Introduction#

LangSearch is a Python package that makes it easy to create semantic search based LLM applications. There are three reasons why semantic search based LLM applications are interesting.

LLMs like ChatGPT are prone to hallucinations. If you ask them a question directly, they might confidently give you bullshit answers. A popular measure against hallucinations is to first run semantic search on your corpus to identify potential passages containing the answer, and then asking ChatGPT to answer the question based on those passages. You can also instruct ChatGPT to say “I don’t know” if the answer is not contained in the passages. This significantly reduces hallucinations.
Currently available LLMs are trained on the public internet. Private data like company knowledge bases or data in personal files are outside its knowledge. One way to harness the power of ChatGPT on private data is to pass relevant snippets of private data in the context and ask ChatGPT to reason using it. Relevant snippets can be identified automatically by a combination of semantic search and other techniques.
Currently available LLMs also have a training cutoff. This means that it has no access to the latest information. One way of making ChatGPT aware of latest information is to index the latest information, identify relevant snippets using a combination of semantic search and other techniques, and pass it along in the context.

There are various tasks involved in building the backend of a semantic search based LLM application.

The first step is to gather the data that the application will be based on. If this data lives in websites (private websites included), which is the most common case, you need to use a web crawling framework like Scrapy to gather the data.
The data may be in various formats like html, pdf, pptx, docx, audio, video etc. LLMs only work with text, so you need to extract text from any kind of data that comes your way. For this, you can use Apache Tika, which can extract text from more than 1000 different formats. For text extraction from audio/video, the current best solution is OpenAI Whisper. For text extraction from HTML, there’s the additional problem of boilerplate removal, and tools like Mozilla Readability can help with that.
Once text has been extracted, you need to split it up into passages and index the passages in a vector search engine like Weaviate. Vector search engines are the workhorses of semantic search. They store the embeddings of the text, and do semantic search by using nearest neighbor algorithms in the vector space of embeddings.
Finally, you need to query the LLM and pass along the information retrieved by semantic search into the context. Depending on the application and the LLM, you may need to make multiple dependent calls to the LLMs, an operation known as chaining. LangChain is currently the de-facto framework for doing that.

LangSearch helps with all the above steps by integrating the various different solutions into a single tool.

LangSearch can currently gather data from the web and local file systems. It is based on Scrapy, the powerful Python web crawling framework. You have the full power of Scrapy available. But we also provide two convenience classes WebSpider (for web data) and FileSpider (for local files) that helps you write crawlers with minimal code, and modify many aspects these crawlers by changing some intuitive settings. Therefore, you don’t need to be a Scrapy expert to use LangSearch.
Once a piece of data is gathered by Scrapy, it is sent to a batteries-included built-in item pipeline, which orchestrates mime type detection (using Tika), text extraction (using Tika, Whisper, Readability and Inscriptis), filtering, persistence, and indexing (using Weaviate).
We provide convenience methods for doing QA (simple QA and also HyDE) against the built-in indexes. This uses LangChain under the hood.

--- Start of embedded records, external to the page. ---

PR #1024, opened 2025-06-17
Observability check: Phasor voltage sensor

### LINKED ISSUE #914: [FEATURE] Addition of phasor voltage sensors to the necessary and sufficient conditions for observability in radial grids
# Background

The full observability check for any grid (radial or meshed) with any type of sensors is described in #84. In #508, we implemented a necessary condition check for observability, which was later extended in #838 to a necessary and sufficient condition for observability in radial grids. However, the checks implemented in #508 and #838 have not yet been extended to meshed grids. Additionally, they only consider regular voltage sensors and do not account for phasor voltage sensors.

# Proposal

This issue focuses solely on incorporating phasor voltage sensors into the necessary and sufficient condition check for observability in radial grids, extending #838 and serving as an additional intermediate step toward the full observability check described in #84.

# Mathematics

## Build graph

We don't need to build any additional graph. The one used in #858 is enough to perform the observability check. Accounting for phasor voltage sensors doesn't modify the graph, but adds a new tag in the already constructed vertex, similarly to what the injection sensors did in #858. Details are explained in the next section.

## Check observability

To check observability, we traverse the vertices of the above grid in the reverse order of the DFS results. For each vertex, we do the following:

1. If the predecessor edge is `not_measured` .
    1. If the current vertex has `injection_available` or `phasor_voltage_sensor_available`
        1. change the predecessor edge to `measured`.
    1. Else
        1. If the predecessor vertex has `injection_available`
            1. change the predecessor edge to `measured`.
            2. change the predecessor vertex to `injection_unavailable`.
        2. Else if the predecessor vertex has `phasor_voltage_sensor_available`
            1. change the predecessor edge to `measured`.
            2. change the predecessor vertex to `phasor_voltage_sensor_unavailable`.
2. If the current vertex has `phasor_voltage_sensor_available`
    1. set `phasor_voltage_sensor_unmoved` to `true`.
3. Change the current vertex to `injection_unavailable` and `phasor_voltage_sensor_unavailable`, regardless of the original state.

Note: `phasor_voltage_sensor_available` is the new vertex tag introduced by the addition of phasor voltage sensors.

After traversing all the vertices in reverse order, do the following:
1. If all the edges are now `measured`
    1. if at least one voltage sensor is present
        1. the system is observable.
    2. Else if at least one phasor voltage sensor is present
        1. if `phasor_voltage_sensor_unmoved` is `true`
            1. the system is observable.
        2. Else
            1. the system is NOT observable.
2. Else
    1. the system is NOT observable.

This is the full necessary and sufficient condition check for radial grids considering phasor voltage sensors.

Note: The same order layed out in the logic, is not necessarily the most efficient order for the implementation details.

# Implementation

The implementation follows directly from #868. The DFS search information is already contained and ordered in the `YBusStructure`; its upper triangle contains all the information on the predecessor vertex and edge. In addition, the `measured_values` in the already implemented `necessary_observability_check` also contain the information of the phasor voltage sensors. 

In short, the implementation proposal is as follows:
1. Add the new  `phasor_voltage_sensor_available` tag to all the vertexes in the graph. This can probably be done by generalizing/extending the `count_flow_sensors` function to add the new sensors.
2. Since each vertex can potentially have two sensors now, move either one to different branches if needed. This can probably be done by generalizing/extending the `assign_injection_sensor_radial` function to move available phasor voltage sensors to unmeasured branches. 
3. This is enough for the sufficient observability condition, as the necessary condition is already implemented, even for voltage sensors.

Note: Everything can be implemented directly inside `observability.hpp`

figueroa1395:
Closes #914

Checklist:

- [ ] Implementation
- [ ] Unit tests
- [ ] Validation tests
- [ ] Refactor
- [ ] Documentation


figueroa1395:
> ## [Quality Gate Passed](https://sonarcloud.io/dashboard?id=PowerGridModel_power-grid-model&pullRequest=1024) **Quality Gate passed**
> Issues  [1 New issue](https://sonarcloud.io/project/issues?id=PowerGridModel_power-grid-model&pullRequest=1024&issueStatuses=OPEN,CONFIRMED&sinceLeakPeriod=true)  [0 Accepted issues](https://sonarcloud.io/project/issues?id=PowerGridModel_power-grid-model&pullRequest=1024&issueStatuses=ACCEPTED)
> 
> Measures  [0 Security Hotspots](https://sonarcloud.io/project/security_hotspots?id=PowerGridModel_power-grid-model&pullRequest=1024&issueStatuses=OPEN,CONFIRMED&sinceLeakPeriod=true)  [97.8% Coverage on New Code](https://sonarcloud.io/component_measures?id=PowerGridModel_power-grid-model&pullRequest=1024&metric=new_coverage&view=list)  [1.0% Duplication on New Code](https://sonarcloud.io/component_measures?id=PowerGridModel_power-grid-model&pullRequest=1024&metric=new_duplicated_lines_density&view=list)
> 
> [See analysis details on SonarQube Cloud](https://sonarcloud.io/dashboard?id=PowerGridModel_power-grid-model&pullRequest=1024)

I purposely didn't do what sonar is suggesting as that would involve splitting the `if` statement in two, making it larger and less readable in my opinion. However, if there are strong opinions in favor of this, I will make the change.

power_grid_model_c/power_grid_model/include/power_grid_model/math_solver/observability.hpp
```diff
@@ -12,38 +12,23 @@
...
-// count flow sensors into integer matrix with ybus structure
-// lower triangle part is always zero
-// for diagonal part, it will be one if there is bus injection
-// for upper triangle part, it will be one if there is branch flow sensor and the branch is fully connected
-// return a pair of
+// count flow and voltage phasor sensors for the observability check
+// use the ybus structure
+// the lower triangular part is always zero
+// the diagonal part will be one if there is bus injection or a voltage phasor sensor
+// the upper triangle part will be one if there is branch flow sensor and the branch is fully connected
```
mgovers:
```suggestion
// the upper triangle part will be one where there is a branch flow sensor and the branch is fully connected
```

power_grid_model_c/power_grid_model/include/power_grid_model/math_solver/observability.hpp
```diff
@@ -12,38 +12,23 @@
...
-
-// count flow sensors into integer matrix with ybus structure
-// lower triangle part is always zero
-// for diagonal part, it will be one if there is bus injection
-// for upper triangle part, it will be one if there is branch flow sensor and the branch is fully connected
-// return a pair of
+// count flow and voltage phasor sensors for the observability check
+// use the ybus structure
+// the lower triangular part is always zero
+// the diagonal part will be one if there is bus injection or a voltage phasor sensor
```
mgovers:
```suggestion
// the diagonal part will be one if there is a complete bus injection or voltage phasor sensor
```

or

```suggestion
// the diagonal part will be one if there is a complete bus injection sensor or a voltage phasor sensor
```

power_grid_model_c/power_grid_model/include/power_grid_model/math_solver/observability.hpp
```diff
@@ -12,38 +12,23 @@
...
+// the upper triangle part will be one if there is branch flow sensor and the branch is fully connected
+// return a tuple of
 //      a vector of flow sensor count
+//      a vector of voltage phasor sensor count
 //      a boolean indicating if the system is possibly ill-conditioned
 template <symmetry_tag sym>
-std::pair<std::vector<int8_t>, bool> count_flow_sensors(MeasuredValues<sym> const& measured_values,
-                                                        MathModelTopology const& topo,
-                                                        YBusStructure const& y_bus_structure) {
+std::tuple<std::vector<int8_t>, std::vector<int8_t>, bool>
```
mgovers: can you make this return type a named object? e.g.
```cpp
struct ObservingSensorCount {
    std::vector<int8_t> flow_sensor_count;
    std::vector<int8_t> voltage_phasor_count;
    bool maybe_ill_conditioned{false};
};
```

or alternatively (but maybe overloads or static accessors are needed for `const` access)

```cpp
struct ObservingSensorCount {
    std::tuple<std::vector<int8_t>, std::vector<int8_t>, bool> data{};
    constexpr decltype(auto) flow_sensor_count() { return std::get<0>(data); }
    constexpr decltype(auto) voltage_phasor_sensor_count() { return std::get<1>(data); }
    constexpr bool maybe_ill_conditioned() { return std::get<2>(data); }
};
```

I'm personally not a fan of unnamed tuples

power_grid_model_c/power_grid_model/include/power_grid_model/math_solver/observability.hpp
```diff
@@ -12,38 +12,23 @@
...
+count_observability_sensors(MeasuredValues<sym> const& measured_values, MathModelTopology const& topo,
+                            YBusStructure const& y_bus_structure) {
     Idx const n_bus{topo.n_bus()};
-    std::pair<std::vector<int8_t>, bool> result{};
-    auto& [flow_sensors, possibly_ill_conditioned] = result;
-    flow_sensors.resize(y_bus_structure.row_indptr.back(), 0); // initialize all to zero
-    possibly_ill_conditioned = false;
+    auto voltage_phasor_sensors = std::vector<int8_t>(n_bus, 0);
+    auto flow_sensors = std::vector<int8_t>(y_bus_structure.row_indptr.back(), 0);
+    auto possibly_ill_conditioned = false;
```
mgovers: can be in-place when using the named return type

power_grid_model_c/power_grid_model/include/power_grid_model/math_solver/observability.hpp
```diff
@@ -74,25 +59,26 @@ std::pair<std::vector<int8_t>, bool> count_flow_sensors(MeasuredValues<sym> cons
...
             possibly_ill_conditioned = true;
         }
     }
-    return result;
+    return std::make_tuple(std::move(flow_sensors), std::move(voltage_phasor_sensors), possibly_ill_conditioned);
 }
 
 // re-organize the flow sensor for radial grid without phasor measurement
 // this mutate the flow sensor vector to try to assign injection sensor to branch sensor
 // all the branch should be measured if the system is observable
```
mgovers: docstring is outdated

power_grid_model_c/power_grid_model/include/power_grid_model/math_solver/observability.hpp
```diff
@@ -74,25 +59,26 @@ std::pair<std::vector<int8_t>, bool> count_flow_sensors(MeasuredValues<sym> cons
...
 // this is a sufficient condition check
 // if the grid is not radial, the behavior is undefined.
-inline void assign_injection_sensor_radial(YBusStructure const& y_bus_structure, std::vector<int8_t>& flow_sensors) {
-    Idx const n_bus = std::ssize(y_bus_structure.row_indptr) - 1;
+inline void assign_independent_sensors_radial(YBusStructure const& y_bus_structure, std::vector<int8_t>& flow_sensors,
+                                              std::vector<int8_t>& voltage_phasor_sensors, Idx const n_bus) {
```
mgovers: why does `n_bus` need to be an input variable? if you need it as one, please add an assertion to verify no undefined behavior is triggered here.

```suggestion
                                              std::vector<int8_t>& voltage_phasor_sensors, Idx const n_bus) {
    assert(n_bus == std::ssize(y_bus_structure.row_indptr) - 1);
```

power_grid_model_c/power_grid_model/include/power_grid_model/math_solver/observability.hpp
```diff
@@ -101,26 +87,70 @@ inline void assign_injection_sensor_radial(YBusStructure const& y_bus_structure,
...
     flow_sensors[y_bus_structure.bus_entry[n_bus - 1]] = 0;
 }
 
+inline void necessary_observability_condition(Idx const n_voltage_phasor_sensors, Idx const n_flow_sensors,
+                                              Idx const n_bus, bool const has_global_angle_current) {
+    if (n_voltage_phasor_sensors == 0 && n_flow_sensors < n_bus - 1) {
+        throw NotObservableError{};
+    }
+    if (n_voltage_phasor_sensors > 0 && n_flow_sensors + n_voltage_phasor_sensors < n_bus) {
+        throw NotObservableError{};
```
mgovers: maybe good to add these reasons as well to the error messages

power_grid_model_c/power_grid_model/include/power_grid_model/math_solver/observability.hpp
```diff
@@ -101,26 +87,70 @@ inline void assign_injection_sensor_radial(YBusStructure const& y_bus_structure,
...
         }
-        // remove the current bus injection regardless of the original state
+        // remove the current bus injection sensors regardless of the original state
         flow_sensors[bus_entry_current] = 0;
     }
     // set last bus injection to zero
     flow_sensors[y_bus_structure.bus_entry[n_bus - 1]] = 0;
 }
 
+inline void necessary_observability_condition(Idx const n_voltage_phasor_sensors, Idx const n_flow_sensors,
```
mgovers: nice

tests/cpp_unit_tests/test_observability.cpp
```diff
@@ -90,18 +98,19 @@ TEST_CASE("Necessary observability check") {
...
-        SUBCASE("voltage phasor available condition for unobservable grid") {
+        SUBCASE("Voltage phasor available condition for unobservable grid") {
             check_not_observable(topo, param, se_input);
         }
 
-        SUBCASE("Parallel branch get counted as one sensor") {
-            // Add sensor on branch 3 to side. Hence 2 parallel sensors
+        SUBCASE("Power sensors on parallel branches gets counted as one sensor") {
+            // add sensor on branch 2 to-side
+            // m ove sensor on branch 0 to-side to branch 1 to side
```
mgovers: typo
```suggestion
            // move sensor on branch 0 to-side to branch 1 to side
```

tests/data/state_estimation/not-independent-sensor/not-independent-sensor-1/input.json
mgovers, line 1: `not-independent-sensor-1` and `not-independent-sensor-2` are not really elaborate 😬 is there a better way to describe the difference between the two test cases?

power_grid_model_c/power_grid_model/include/power_grid_model/math_solver/observability.hpp
Jerry-Jinfeng-Guo: I know it may look more 'consistent' with the rest, but
```suggestion
    bool possibly_ill_conditioned = false;
```

power_grid_model_c/power_grid_model/include/power_grid_model/math_solver/observability.hpp
```diff
@@ -101,26 +87,70 @@ inline void assign_injection_sensor_radial(YBusStructure const& y_bus_structure,
...
             } else if (flow_sensors[bus_entry_upstream] == 1) {
-                // if not possible, steal from upstream bus
+                // if not possible, try to steal injection sensor from upstream bus
                 std::swap(flow_sensors[branch_entry_upstream], flow_sensors[bus_entry_upstream]);
+            } else if (voltage_phasor_sensors[current_bus] == 1) {
+                // if not possible, try to steal voltage phasor sensor from current bus
+                std::swap(flow_sensors[branch_entry_upstream], voltage_phasor_sensors[current_bus]);
+            } else if (voltage_phasor_sensors[current_bus + 1] == 1) {
+                // if not possible, try to steal voltage phasor sensor from upstream bus
+                std::swap(flow_sensors[branch_entry_upstream], voltage_phasor_sensors[current_bus + 1]);
```
Jerry-Jinfeng-Guo: What is the difference between `current_bus + 1` and `bus_entry_upstream`?

power_grid_model_c/power_grid_model/include/power_grid_model/math_solver/observability.hpp
```diff
@@ -130,51 +160,34 @@ struct ObservabilityResult {
...
+    Idx const n_voltage_phasor_sensors =
+        std::reduce(voltage_phasor_sensors.cbegin(), voltage_phasor_sensors.cend(), Idx{}, std::plus<Idx>{});
 
-    if (measured_values.has_global_angle_current() && n_voltage_phasor_sensor == 0) {
-        throw NotObservableError{
-            "Global angle current sensors require at least one voltage angle measurement as a reference point.\n"};
-    }
+    // check necessary condition for observability
+    detail::necessary_observability_condition(n_voltage_phasor_sensors, n_flow_sensors, n_bus,
+                                              measured_values.has_global_angle_current());
```
Jerry-Jinfeng-Guo: What is the argument behind the design choice here to not include the state of `necessary_observability_condition`  in the `ObservabilityResult` struct like the `sufficient_observability_condition`? This introduces two different approach towards the full observability, which is only true when the network is sufficiently and necessarily observable.

power_grid_model_c/power_grid_model/include/power_grid_model/math_solver/observability.hpp
```diff
@@ -130,51 +160,34 @@ struct ObservabilityResult {
...
-            throw NotObservableError{
-                "The number of power/current sensors appears sufficient, but they are not independent "
-                "enough. The system is still not observable.\n"};
-        }
-        result.is_sufficiently_observable = true;
+    // check the sufficient condition for observability
+    // the check is currently only implemented for radial grids
+    if (topo.is_radial) {
+        result.is_sufficiently_observable = detail::sufficient_observability_condition(
+            y_bus_structure, flow_sensors, voltage_phasor_sensors, n_voltage_phasor_sensors, n_bus);
```
Jerry-Jinfeng-Guo: I wonder if we should throw or log something for meshed grid. This check here applies: either there was no guard before this step, or this check is redundant.

tests/cpp_unit_tests/test_observability.cpp
Jerry-Jinfeng-Guo, line 1: Are `.value` and `.variance` in measurement arbitrarily set here? Why are they almost of the same scale?

power_grid_model_c/power_grid_model/include/power_grid_model/math_solver/observability.hpp
Jerry-Jinfeng-Guo: The suggestion introduces more confusion. I'd prefer the original version with slight extension.
```suggestion
// the upper triangle part will be one when there exist branch flow sensors and the branch is fully connected
```

power_grid_model_c/power_grid_model/include/power_grid_model/math_solver/observability.hpp
```diff
@@ -130,51 +160,34 @@ struct ObservabilityResult {
...
     }
-
     return result;
```
Jerry-Jinfeng-Guo: Just curious, why not also do a RVO-ish direct return here?

Jerry-Jinfeng-Guo (commented):
I am a little bit hesitant to say the current flow of handling is optimal. The reason is inhomogeneous processing of states ins the observability status. Additionally, depending on the electrical context, we might want to differentiate unobservable grids when they are not sufficiently observable and when they are not necessarily observable.

power_grid_model_c/power_grid_model/include/power_grid_model/math_solver/observability.hpp
figueroa1395: It doesn't need to be an input variable. I can just calculate it indeed from the `YBusStructure`. Fixing!

power_grid_model_c/power_grid_model/include/power_grid_model/math_solver/observability.hpp
figueroa1395: So this one is tricky and probably I need to come up with an actual name for `current_bus + 1`. The difference is that `bus_entry_upstream` gives the upstream bus index in the sparse matrix context, as the `flow_sensors` vector keeps track of power sensors at both the nodes and the branches themselves. On the other hand, since the voltage phasor sensors can only be in located in the nodes, the `voltage_phasor_sensors` vector only contains information about the diagonal the addmittance matrix.

Let me know if the explanation was clear enough. If so, do you have any suggestions to make it clearer/more readable?

power_grid_model_c/power_grid_model/include/power_grid_model/math_solver/observability.hpp
figueroa1395: The necessary condition doesn't guarantee anything, it is only a one way path towards observability. However, the sufficient condition is a two way path. Nevertheless, I decided to split it in this way for clarity and because if the first condition is not satisfied, we just `throw` and stop computation at that point.

That is why onl the sufficient condition is tracked.

power_grid_model_c/power_grid_model/include/power_grid_model/math_solver/observability.hpp
figueroa1395: I believe (correct me if I am wrong) that it is well documented that the observability check is only performed for radial grids. For this reason, we can't `throw` when the grid is meshed. In the latter case, if the grid is not observable, the user would probably get a `SparseMatrix` error in the current state.

If you also check current main (keeping in mind that phasor voltage sensors aren't yet introduced in the check), this check has always been in place. If the grid is radial we check for observability, if not, we don't know and just continue to calculate.

tests/cpp_unit_tests/test_observability.cpp
figueroa1395: Yes, they are completely arbitrary since they aren't relevant for the observability test itself. However, they are still needed for the `YBus` construction.

tests/data/state_estimation/not-independent-sensor/not-independent-sensor-1/input.json
figueroa1395: I will try to come up with better names. I wasn't too inspired when I wrote it.

power_grid_model_c/power_grid_model/include/power_grid_model/math_solver/observability.hpp
Jerry-Jinfeng-Guo: By definition, sufficient and necessary are both one way and they are the 'opposite' direction. If the condition checked here is indeed two way, it should not be referred to sufficient condition and should simply be referred to as the observable condition. A grid is only observable when both conditions are met.

power_grid_model_c/power_grid_model/include/power_grid_model/math_solver/observability.hpp
Jerry-Jinfeng-Guo: So the observability check is performed by default as part of the process. Check.

power_grid_model_c/power_grid_model/include/power_grid_model/math_solver/observability.hpp
Jerry-Jinfeng-Guo: In https://github.com/PowerGridModel/power-grid-model/issues/914, it says
```
...
    Else if the current vertex has phasor_voltage_sensor_available
        change the predecessor edge to measured.
        change the current vertex to phasor_voltage_sensor_unavailable.
    Else if the predecessor vertex has phasor_voltage_sensor_available
        change the predecessor edge to measured.
        change the predecessor vertex to phasor_voltage_sensor_unavailable.
...
```
They are appearing to be checking the same predecessor vertex as in the `injection_available` check. Now I am even more confused after the explanation.

power_grid_model_c/power_grid_model/include/power_grid_model/math_solver/observability.hpp
figueroa1395: Done, went with the first option. Just simpler.

tests/cpp_unit_tests/test_observability.cpp
Jerry-Jinfeng-Guo: Then would it be possible to have less uniformity in them? One could question why `sigma = real(*) = img(*)`.

power_grid_model_c/power_grid_model/include/power_grid_model/math_solver/observability.hpp
figueroa1395: Made some changes, let me know what you think.

power_grid_model_c/power_grid_model/include/power_grid_model/math_solver/observability.hpp
figueroa1395: You are right. The sufficient and necessary condition is just called `is_sufficiently_observable`. This comes from language abuse as the sufficient condition is only checked if the necessary one has already been satisfied. I will address this.

tests/cpp_unit_tests/test_observability.cpp
figueroa1395: Done. I made sure they are now more randomized.

power_grid_model_c/power_grid_model/include/power_grid_model/math_solver/observability.hpp
figueroa1395: I have changed it to `is_observable`. This reflects the actual state now. Thoughts?

figueroa1395:
> I am a little bit hesitant to say the current flow of handling is optimal. The reason is inhomogeneous processing of states ins the observability status. Additionally, depending on the electrical context, we might want to differentiate unobservable grids when they are not sufficiently observable and when they are not necessarily observable.

Let me know what you think after the changes. Right now we only use the observability check for two reasons:
1. If either the necessary or sufficient conditions fail, then we `throw` a `NotObservableError` with a descriptive message.
2. If both conditions are successful, we then use (newly named) `is_observable` variable to determine whether we should use perturbation or not, in conjunction with the `is_possibly_ill_conditioned` check.

The flow is clear in my opinion. If we were to explicitly need the sufficient and necessary conditions individually in the future, it is trivial to add them in the current state. Also, the flow is kept the same as introduced in https://github.com/PowerGridModel/power-grid-model/pull/858.

power_grid_model_c/power_grid_model/include/power_grid_model/math_solver/observability.hpp
figueroa1395: Yes, they do. However, the vector that stores `flow_sensors` has a shape like of the `YBusStructure` because power sensors can be placed in both nodes and branches. On the other hand, the vector  for `voltage_phasor_sensors` has a shape like only the diagonal part of the `YBusStructure`. So both are traversed differently. In the first I go over the nodes and branches, in the second only over the nodes.

So `current_bus + 1` is used to traverse `voltage_phasor_sensors` as `current_bus` goes over the diagonal elements as if they were a flat array. On the contrary `bus_entry_upstream` counts the diagonal elements taking into account that the "input" matrix is actually a sparse matrix, not just a diagonal one.

If this is not yet clear, let's continue offline.

tests/data/state_estimation/not-independent-sensor/not-independent-sensor-1/input.json
figueroa1395: Addressed.

power_grid_model_c/power_grid_model/include/power_grid_model/math_solver/observability.hpp
figueroa1395: [4c5646e](https://github.com/PowerGridModel/power-grid-model/pull/1024/commits/4c5646e1bbb7724e41bfc060de8ab6c4ca9ef4ec) does this make it a little more clear together with the explanation?

power_grid_model_c/power_grid_model/include/power_grid_model/math_solver/observability.hpp
figueroa1395: [4c5646e](https://github.com/PowerGridModel/power-grid-model/pull/1024/commits/4c5646e1bbb7724e41bfc060de8ab6c4ca9ef4ec) should reflect your requested change better.

power_grid_model_c/power_grid_model/include/power_grid_model/math_solver/observability.hpp
Jerry-Jinfeng-Guo: Looks great! There is a similar one in `count_observability_sensors`, now that you are already on it.

power_grid_model_c/power_grid_model/include/power_grid_model/math_solver/observability.hpp
```diff
@@ -66,22 +80,28 @@ count_observability_sensors(MeasuredValues<sym> const& measured_values, MathMode
         }
         // the system could be ill-conditioned if there is no flow sensor for one bus, except the last bus
         if (!has_at_least_one_sensor && row != n_bus - 1) {
-            possibly_ill_conditioned = true;
+            is_possibly_ill_conditioned = true;
         }
     }
-    return std::make_tuple(std::move(flow_sensors), std::move(voltage_phasor_sensors), possibly_ill_conditioned);
+    return ObservabilitySensorsResult{flow_sensors, voltage_phasor_sensors, is_possibly_ill_conditioned};
```
mgovers, line 86: i think `std::move` is still necessary here, right? or you need to pre-declare the `ObservabilitySensorResult result;` earlier. Or is RVO that good these days that we don't need it anymore?

Jerry-Jinfeng-Guo: > Or is RVO that good these days that we don't need it anymore?

I think so yes, if we do `std::move` we are sure to have a move. RVO are also applied on temporary construct/object like here.

mgovers: RVO apparently isn't good enough yet. see also https://github.com/PowerGridModel/power-grid-model/pull/1033/files#diff-ab2bbf5516616253c0ee3797ccdca9b8fee7125697e9d4cff9d59ac72ab28f63R36-R38

figueroa1395: My understanding is that in this case it is "trivial" for the compiler to do this and that explicitly moving might even make it worse in some cases. If this is so detail-prone, maybe one of us can dig a bit into it and do some knowledge sharing about it. I would personally like to learn more about the caveats and might be useful for our codebase as well.

figueroa1395: To clarify and close this comment. https://github.com/PowerGridModel/power-grid-model/blob/399e51198f71320273f34d3f38eafeb55df86dfe/power_grid_model_c/power_grid_model/include/power_grid_model/math_solver/observability.hpp#L36 was the opted "fix" (out of two). So the problem wasn't that the result wasn't doing RVO, but that by doing so we were copying possibly big vectors (as we didn't `std::move` them into the result); in this fix, named RVO was used instead, where the `std::move` is avoided altogether.

Jerry-Jinfeng-Guo: > To clarify and close this comment.
> 
> https://github.com/PowerGridModel/power-grid-model/blob/399e51198f71320273f34d3f38eafeb55df86dfe/power_grid_model_c/power_grid_model/include/power_grid_model/math_solver/observability.hpp#L36
> 
> was the opted "fix" (out of two). So the problem wasn't that the result wasn't doing RVO, but that by doing so we were copying possibly big vectors (as we didn't `std::move` them into the result); in this fix, named RVO was used instead, where the `std::move` is avoided altogether.

I think this is the most reasonable explanation, thanks!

One of the main contributions of LangSearch is the built-in pipeline that indexes data gathered by the crawler. Let’s look the features of the built-in pipeline.

MIME type detection is done automatically using Apache Tika, which can identify more than 1000 different formats.
Depending on the mime type, we automatically apply different text extraction methods. Currently, we have four different text extraction methods. For html, we use a combination of Readability and Inscriptis, which produces good results for both text-heavy and code-heavy pages (and preserves syntactically significant whitespace). For audio/video data, we use OpenAI Whisper. For all other mime types, we use Apache Tika to extract text.
Text language and text size based filtering is applied according to user-selected settings.
Crawled data is automatically persisted in Weaviate. This allows us to automatically identify if a web page or file has changed since the last crawl, and only reindex changed pages when re-crawling. This can save money if paid embeddings API (e.g. the OpenAI Embeddings API) is used for calculating embeddings of the text passages.
Extracted text (after splitting into passages) is indexed in the Weaviate vector database. This is when embeddings are computed. We support all embeddings models supported by Weaviate, while using the free text2vec-transformers models as the default. The exact model can be selected using a setting. The default index is a flat index of passages, but this can be changed to a tree-like index by swapping out a pipeline component.
Images are automatically indexed using CLIP models (thanks to Weaviate).
Most built-in pipeline component expose settings that can be adjusted to change how they work. For example, the component splitting text into passages creates passages with 512 tokens by default. But you can change this by changing a setting.
This system is fully extensible. You can add your own detection, text extraction or indexing mechanisms by extending the built-in pipeline components, or adding your own pipeline components to the built-in pipelines, or by creating your own pipeline completely from scratch.